Idee

Vacanze intelligenti e tutto l’anno da idioti

No, il titolo non è mio e nemmeno della redazione de La Voce di Novara; si tratta bensì di una citazione tratta da un’intervista a Giorgio Manganelli. Parlare di libri, di concerti, di arte o di teatro quando si è in vacanza e poi dimenticarsene tutto l’anno, non è un buon metodo, e anch’io cerco di non dimenticarmene per gli altri undici mesi, circa,in cui in vacanza non sono.

È certo che oziare su una spiaggia o in cima ad una collina porta con sé qualche vantaggio, per esempio quello di potersi dedicare, con maggiore intensità, a ciò che amiamo. E quindi, finalmente,  trovo anche il tempo di parlarvi di un argomento che mi sta a cuore: Linus.

Un vero peccato che a leggerlo siamo, tutto sommato, in pochi. La storica rivista di fumetti (‘fumetti ed altro’ come si definiva sotto la storica direzione di Oreste Del Buono), da poco più di un anno, ha un nuovo direttore che le ha dato una veste, non solo grafica, molto raffinata.

Il nuovo direttore è Igort ovvero Igor Tuveri. Per chi non lo conoscesse, mi verrebbe da dire, peggio per lui/lei, ma siccome sono buono nell’anima, posso solo dirvi che Igort ė uno dei fondatori di uno dei più originali gruppi artistici italiani, ‘Valvoline’, e collaboratore delle più belle riviste italiane di fumetti come Alter Alter e il mai dimenticato, dalla mia generazione, Frigidaire.

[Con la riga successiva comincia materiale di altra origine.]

PR #4776, opened 2026-07-22
feat(F0DatePicker): add defaultMonth to control initial view

FaithAdekunle:
## Description

Adds an opt-in `defaultMonth` prop to `F0DatePicker` and the `F0Form` date field that controls which month the calendar opens on when the field has no value yet, without preselecting a value. This lets consumers open, for example, an end-date picker on the already-selected start date instead of today.

## Implementation details

- feat: add `defaultMonth` prop to `F0DatePicker`, forwarded through `DatePickerPopup` to `OneCalendar`
- feat: add `defaultMonth` to the `F0Form` date field config (`F0DateConfig`), accepting a static `Date` or a dynamic `({ values }) => Date` function, resolved alongside `minDate`/`maxDate`
- fix: `OneCalendar` no longer resets the view to today when nothing is selected

  <details>
  <summary>Why?</summary>

  On mount the calendar ran `setSelected(defaultSelected)`, and with no selection the view date fell back to a hardcoded `new Date()` — clobbering any provided initial month. The empty-selection fallback now uses `defaultMonth` (which itself still defaults to today), so a passed `defaultMonth` is respected.
  </details>
- docs: add `WithDefaultMonth` story and `defaultMonth` argType to the DatePicker Storybook docs


sauldom102 (changes requested):
Could you explain me a little bit your use case? Is it because you're setting a min/max date and the month opened by default is useless? Just wondering if we could be smarter here and instead of accepting a default month we should be opening the month depending on this min/max date passed, so we don't have to be setting this up every time

FaithAdekunle:
@sauldom102 Yes we set min and max values and yes that could be a solution for our use case. Ours is a case of start and end date where the start date becomes the min for end date. So making the calendar month for the end date field default to whatever the min is could work for us as well.

Thoughts??

sauldom102:
> @sauldom102 Yes we set min and max values and yes that could be a solution for our use case. Ours is a case of start and end date where the start date becomes the min for end date. So making the calendar month for the end date field default to whatever the min is could work for us as well.
> 
> Thoughts??

That would be great yes! I would then drop that default initial month we set here and would make it depending on the min/max date

sauldom102 (approved):

PR #4815, opened 2026-07-23
feat(F0AnalyticsDashboard): polish metric (KPI) widget

igorsafonov-gif:
## What

Visual polish for the metric (big-number KPI) widget in `F0AnalyticsDashboard`:

- **Smaller value** — the number drops one type step (`text-4xl` → `text-3xl`).
- **Height-reactive alignment** — once the widget body is taller than 220px, the value centers both vertically and horizontally instead of hugging the bottom-left of a tall tile. Below that it stays bottom-left as before.
- **Header offset** — the centered value is nudged up 16px so it reads as optically centered against the whole card (which includes the title/description header), not just the body.

Height is tracked with a `ResizeObserver` (reusing the existing `useContainerSize` hook), so alignment reacts to grid resizes and fullscreen toggles.

## Scope

Single file: `MetricItem.tsx`. Applies to every metric widget (analytics dashboards and the in-chat dashboard canvas).

## Notes

- The 220px threshold is measured on the widget **body** (area below the header). Happy to retune if the intended reference is the full card height.
- Existing `MetricItem` unit tests pass unchanged (they assert formatted text, not layout).


zygisS22 (approved):
Approved after code, accessibility, Storybook, and local Factorial review.

Verified:
- Focused MetricItem suite: 11/11 passing, including fit-to-overflow-to-fit resizing and trend updates on the same mounted node.
- Formatting, TypeScript, lint, unit tests, Storybook tests, Chromatic, alpha publish, and public API checks pass.
- Published height variants cover the 144px compact bottom-left layout, 336px centered layout, positive and negative trends, and long overflowing values.
- Tall KPI content is centered with the intended 16px optical upward offset.
- Overflowing values receive a visible focus ring and keyboard focus only when scrolling is needed; ArrowRight scrolls the value, while fitting values stay out of the tab order.
- In local Factorial, the tall Active employees KPI rendered 34 centered in the card with the expected optical offset.

The accessibility gap found during review is fixed in this exact head. No remaining blockers.

siguenzaraul (approved):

Igort è anche l’autore dei bellissimi ‘Quaderni Ucraini’, tanto per citare un po’ a caso. Se a qualcuno di voi questi nomi non dicessero nulla, mi spiace per voi (e nemmeno tanto). Linus credo invece non abbia bisogno di presentazioni, anche se so di essere un inguaribile ottimista.

Se comunque vi capitasse di partire per la villeggiatura, passate prima da un edicola e spendete sei piccoli euro. Per il numero di luglio, Igort ha messo insieme prelibatissimi piatti, anzi una preziosissima biblioteca, visto che il tema monografico di questo mese sono i libri: uno straordinario ed originalissimo racconto del Premio Pulitzer Richard Powers, un esilarante e disincantato fumetto di Paolo Bacilieri che finalmente mette la parola fine alla retorica intorno agli alpini, numerosi ed originali brevi saggi su bibliofilia, biblio/grafie, biblio/manie, un magniloquente e arcaico ‘Buster Brown’ di Sua Maestà Richard Felton Outcault, datato 1902, il consueto e fantastico diario di Esther, una bambina francese, illustrato dal grandissimo Riad Sattouf (che qui in Francia vende più di duecentomila copie al colpo), gli immancabili ‘Peanuts’ d’annata di Schulz  (1951), un Bill Watterson stagionato (1981) con gli impagabili ‘Calvin & Hobbes’. E tantissimo, ma proprio tantissimo altro.

Per chi vi scrive è irrinunciabile ‘The Spirit Theory’, di un altro mostro sacro del gruppo di ‘Frigidaire’, Giorgio Carpinteri con una ‘composta’ fermentata dall’amore per l’universo Marvel e il fumetto di Igort sulla vicenda del rapimento di Ingrid Betancourt da  parte delle FARC colombiane.

Naturalmente il consiglio è rivolto solo a chi a tempo da perdere, l’unico che vale la pena di essere vissuto…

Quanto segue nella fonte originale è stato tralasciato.